What's your attitude toward the leaves on the ground this time of year? Nature's gift or scourge of suburbia, try these Mad Libs to uncover your TRUE FEELINGS!

1. Fallen leaves are __________ and should be __________.

2. This time of year, I put all my leaves in ____________ and they all get ________.

3. If I don't rake up all my leaves, my neighbors will ____________.

4. Leaves are Mother Nature's _______________.

5. I have to buy ____________ to ________ my fallen leaves in.

Here are my answers, do not read any farther is you do not like salty or very weird language. 
1. Fallen leaves are _good as gold___ and should be _left alone or composted, or brought up to bed so you can roll around in them, all night long___.

2. This time of year, I put all my leaves in _my pants____ and they all get _real tickle-y_______.

3. If I don't rake up all my leaves, my neighbors will __probably shit on my lawn__________.

4. Leaves are Mother Nature's _hand-knit leg warmers for my garden________.

ALTERNATE 4. As if I was my neighbors... 4. Leaves are Mother Nature's ___used feminine hygiene products and are filthy and offensive and must be hauled away immediately______.

5. I have to buy _a flesh-colored unitard____ to __jump  around in___ my fallen leaves in.

PLEASE, PLEASE add your answers to the Kiss My Aster Facebook page.

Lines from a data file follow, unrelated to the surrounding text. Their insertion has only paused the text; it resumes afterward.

PR #529, opened 2016-03-28
Added restriction to new Assignment/GroupAssignment titles

### LINKED ISSUE #507: Assignments should not be named `new`
If a user creates an assignment named `new`, the URL for the assignment would be

```
/classrooms/:organization_id/assignments/new
```

which leads the user to the assignment creating page rather than the assignment page.

Same thing happens to group assignment too.

Potential solutions:
- Adding a `reserved word` restriction on the assignment name field, like the way GitHub handles it when user tries to create a user named `signin` or something.
  
   screen shot 2016-03-19 at 12 10 01 am
  
  or
- Moving the `assignments#new`route to another URL, which does not conflict with the `assignments#show` route.

sahilshekhawat:
Fixes #507

### DIFF
--- a/app/models/assignment.rb
+++ b/app/models/assignment.rb
@@ -22,6 +22,7 @@ class Assignment < ActiveRecord::Base
 
   validates :title, presence: true
   validates :title, length: { maximum: 60 }
+  validates :title, exclusion: {in: AssignmentsController.action_methods.to_a}
 
   validates :slug, uniqueness: { scope: :organization_id }
 
--- a/app/models/assignment.rb
+++ b/app/models/assignment.rb
@@ -22,7 +22,7 @@ class Assignment < ActiveRecord::Base
 
   validates :title, presence: true
   validates :title, length: { maximum: 60 }
-  validates :title, exclusion: {in: AssignmentsController.action_methods.to_a}
+  validates :title, exclusion: { in: AssignmentsController.action_methods.to_a }
 
   validates :slug, uniqueness: { scope: :organization_id }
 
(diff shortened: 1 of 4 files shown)


sahilshekhawat:
Let me know if I need to rebase this.

tarebyte:
@sahilshekhawat thanks for the contribution! I'd really love to see some tests to validate this works.

sahilshekhawat:
Sure, but I am not able to run tests locally since I don't have two github accounts and I need to fill up ``.env`` file. Can you suggest something as to how can I run tests locally?

tarebyte:
@sahilshekhawat making a second GitHub account doesn't cost anything. I would recommend making a username call notsahilshekhawat

sahilshekhawat:
I have added tests for two reserved words, i.e. 'new' and 'update' for Assignment and GroupAssignment.

app/models/assignment.rb
```diff
@@ -22,6 +22,7 @@ class Assignment < ActiveRecord::Base
 
   validates :title, presence: true
   validates :title, length: { maximum: 60 }
+  validates :title, exclusion: { in: AssignmentsController.action_methods.to_a }
```
johndbritton: I'm not a fan of this method of reserving worlds. If we want to make reserved words, there should be a list that we can manage and update.

johndbritton:
I'm not really a fan of creating a reserved words list for this fix, I'd much prefer updating our routes to avoid conflicts. We've got it on the todo list to fix a lot of our routes anyways.

sahilshekhawat:
I would love to fix routes, can you share with me (perhaps open an issue) about the things that needs to be fixed in routes? I can start working on it right away

johndbritton:
@sahilshekhawat Created https://github.com/education/classroom/issues/531 for info on ID based routes. Closing this in favor of updated routing.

Because I think you will make me blow hot apple cider out my nose with your answers!

Monday, November 02, 2015

Use This One Weird Trick to Put your Garden to Bed for Winter*

*The title is meant to be like those ridiculous click-bait ones. I'll let you know if it works...

I have one weird trick that will get your garden ready for winter quicker than you can say "Great British Baking Show". Are you ready for it?

1. Don't do anything to your garden and just sit and eat effing caramel corn on your goddamn sofa.

What kind of a barbarian would clear-cut this shit and give Mutha Naytcha a Brazilian? WTF? It's still gorgeous to look at, it gives birds seed to munch on, insects and others a place to hide out for a few months. WHY?? I just don't get it.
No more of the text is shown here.